[Items listed in a dataset]
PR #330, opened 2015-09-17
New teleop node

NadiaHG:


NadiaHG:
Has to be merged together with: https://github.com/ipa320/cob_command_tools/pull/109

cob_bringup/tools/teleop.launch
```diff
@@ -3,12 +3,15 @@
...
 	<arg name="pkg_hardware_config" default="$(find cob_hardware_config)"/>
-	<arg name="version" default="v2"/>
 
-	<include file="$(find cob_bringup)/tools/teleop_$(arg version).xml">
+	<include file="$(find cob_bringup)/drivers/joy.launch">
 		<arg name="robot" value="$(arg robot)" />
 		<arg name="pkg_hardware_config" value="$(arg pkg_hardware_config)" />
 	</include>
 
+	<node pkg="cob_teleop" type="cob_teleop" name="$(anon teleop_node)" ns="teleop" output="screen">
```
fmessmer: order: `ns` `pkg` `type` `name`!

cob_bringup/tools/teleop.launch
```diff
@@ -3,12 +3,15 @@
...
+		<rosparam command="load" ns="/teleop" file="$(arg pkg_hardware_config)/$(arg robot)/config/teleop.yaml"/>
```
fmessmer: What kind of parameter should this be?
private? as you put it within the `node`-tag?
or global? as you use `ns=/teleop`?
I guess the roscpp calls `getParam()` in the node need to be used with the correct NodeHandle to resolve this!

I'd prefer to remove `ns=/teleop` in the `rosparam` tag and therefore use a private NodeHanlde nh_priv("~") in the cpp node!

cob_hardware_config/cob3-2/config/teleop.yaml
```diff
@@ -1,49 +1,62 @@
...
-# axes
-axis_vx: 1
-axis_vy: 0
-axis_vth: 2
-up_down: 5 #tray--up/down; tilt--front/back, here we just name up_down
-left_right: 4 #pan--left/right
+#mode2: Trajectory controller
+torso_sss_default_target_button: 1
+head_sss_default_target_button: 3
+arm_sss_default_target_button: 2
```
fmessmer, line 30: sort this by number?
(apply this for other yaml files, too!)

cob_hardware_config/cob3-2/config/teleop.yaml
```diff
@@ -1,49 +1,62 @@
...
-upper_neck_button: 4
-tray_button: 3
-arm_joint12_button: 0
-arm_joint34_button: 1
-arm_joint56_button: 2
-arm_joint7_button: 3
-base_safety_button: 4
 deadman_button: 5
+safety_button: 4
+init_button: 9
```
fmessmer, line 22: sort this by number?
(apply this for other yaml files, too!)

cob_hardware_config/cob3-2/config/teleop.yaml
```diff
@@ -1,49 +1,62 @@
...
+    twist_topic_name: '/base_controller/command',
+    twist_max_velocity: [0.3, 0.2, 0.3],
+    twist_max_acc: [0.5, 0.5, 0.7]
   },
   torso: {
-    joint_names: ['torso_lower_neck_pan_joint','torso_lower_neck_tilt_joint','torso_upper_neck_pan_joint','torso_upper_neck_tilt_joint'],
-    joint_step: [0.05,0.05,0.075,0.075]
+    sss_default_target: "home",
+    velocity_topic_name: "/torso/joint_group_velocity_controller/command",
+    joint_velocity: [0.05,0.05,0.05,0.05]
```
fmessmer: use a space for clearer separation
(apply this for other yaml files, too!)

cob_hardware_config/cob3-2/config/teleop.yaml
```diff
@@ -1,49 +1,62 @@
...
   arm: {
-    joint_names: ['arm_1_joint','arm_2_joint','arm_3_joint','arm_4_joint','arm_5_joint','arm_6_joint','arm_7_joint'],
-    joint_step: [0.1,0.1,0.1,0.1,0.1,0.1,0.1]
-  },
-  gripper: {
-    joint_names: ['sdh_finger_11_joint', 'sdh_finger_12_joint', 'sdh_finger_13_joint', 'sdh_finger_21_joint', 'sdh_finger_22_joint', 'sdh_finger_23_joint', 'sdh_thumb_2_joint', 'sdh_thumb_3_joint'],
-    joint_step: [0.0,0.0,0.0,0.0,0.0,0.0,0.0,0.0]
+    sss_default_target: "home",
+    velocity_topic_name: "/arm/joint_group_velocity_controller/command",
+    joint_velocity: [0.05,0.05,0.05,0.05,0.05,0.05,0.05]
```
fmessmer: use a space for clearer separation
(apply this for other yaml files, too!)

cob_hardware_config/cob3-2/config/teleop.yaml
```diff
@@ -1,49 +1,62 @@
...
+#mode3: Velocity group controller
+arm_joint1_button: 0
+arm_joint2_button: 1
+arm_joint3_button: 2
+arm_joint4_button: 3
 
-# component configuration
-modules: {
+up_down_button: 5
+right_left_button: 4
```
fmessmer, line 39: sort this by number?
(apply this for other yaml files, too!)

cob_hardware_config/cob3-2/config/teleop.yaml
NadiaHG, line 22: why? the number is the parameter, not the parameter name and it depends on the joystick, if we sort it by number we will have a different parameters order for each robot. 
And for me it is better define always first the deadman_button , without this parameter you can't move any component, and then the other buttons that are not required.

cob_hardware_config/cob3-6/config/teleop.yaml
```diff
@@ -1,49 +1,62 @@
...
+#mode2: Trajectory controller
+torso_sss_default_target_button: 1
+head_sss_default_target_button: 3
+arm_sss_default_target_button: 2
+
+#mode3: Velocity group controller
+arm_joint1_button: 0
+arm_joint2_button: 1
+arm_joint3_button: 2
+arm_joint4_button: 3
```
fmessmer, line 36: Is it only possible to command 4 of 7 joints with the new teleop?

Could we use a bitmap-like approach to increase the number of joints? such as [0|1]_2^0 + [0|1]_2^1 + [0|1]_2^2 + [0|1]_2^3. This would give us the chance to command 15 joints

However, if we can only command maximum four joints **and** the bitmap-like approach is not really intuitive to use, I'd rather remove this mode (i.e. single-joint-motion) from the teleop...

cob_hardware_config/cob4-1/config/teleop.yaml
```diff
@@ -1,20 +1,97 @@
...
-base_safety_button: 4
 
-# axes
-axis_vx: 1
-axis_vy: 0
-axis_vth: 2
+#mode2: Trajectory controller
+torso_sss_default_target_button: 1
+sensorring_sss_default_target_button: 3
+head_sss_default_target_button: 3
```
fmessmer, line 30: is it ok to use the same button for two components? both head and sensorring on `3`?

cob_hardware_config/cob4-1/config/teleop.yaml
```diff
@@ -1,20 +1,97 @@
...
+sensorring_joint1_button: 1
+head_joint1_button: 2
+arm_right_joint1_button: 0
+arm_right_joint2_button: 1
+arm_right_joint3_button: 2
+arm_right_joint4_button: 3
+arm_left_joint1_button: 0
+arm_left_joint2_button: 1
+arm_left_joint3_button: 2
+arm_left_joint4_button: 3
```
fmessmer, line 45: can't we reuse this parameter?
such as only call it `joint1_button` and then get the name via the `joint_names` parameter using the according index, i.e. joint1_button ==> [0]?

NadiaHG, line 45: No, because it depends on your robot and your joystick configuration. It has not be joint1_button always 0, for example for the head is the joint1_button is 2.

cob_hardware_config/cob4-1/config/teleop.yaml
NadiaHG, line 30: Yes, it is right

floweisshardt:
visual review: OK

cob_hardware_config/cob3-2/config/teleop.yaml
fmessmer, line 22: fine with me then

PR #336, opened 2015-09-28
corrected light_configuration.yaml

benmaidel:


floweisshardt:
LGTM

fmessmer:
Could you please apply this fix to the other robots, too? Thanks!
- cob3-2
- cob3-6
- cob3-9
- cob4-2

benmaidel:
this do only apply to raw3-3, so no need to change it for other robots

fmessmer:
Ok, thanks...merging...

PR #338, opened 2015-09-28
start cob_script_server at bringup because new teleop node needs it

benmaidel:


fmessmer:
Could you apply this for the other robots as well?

> [What you will do]: In the lines above, locate the string "node". Copy every line where it occurs.

> [Output of the task]:
New teleop node
+	<node pkg="cob_teleop" type="cob_teleop" name="$(anon teleop_node)" ns="teleop" output="screen">
private? as you put it within the `node`-tag?
I guess the roscpp calls `getParam()` in the node need to be used with the correct NodeHandle to resolve this!
I'd prefer to remove `ns=/teleop` in the `rosparam` tag and therefore use a private NodeHanlde nh_priv("~") in the cpp node!
start cob_script_server at bringup because new teleop node needs it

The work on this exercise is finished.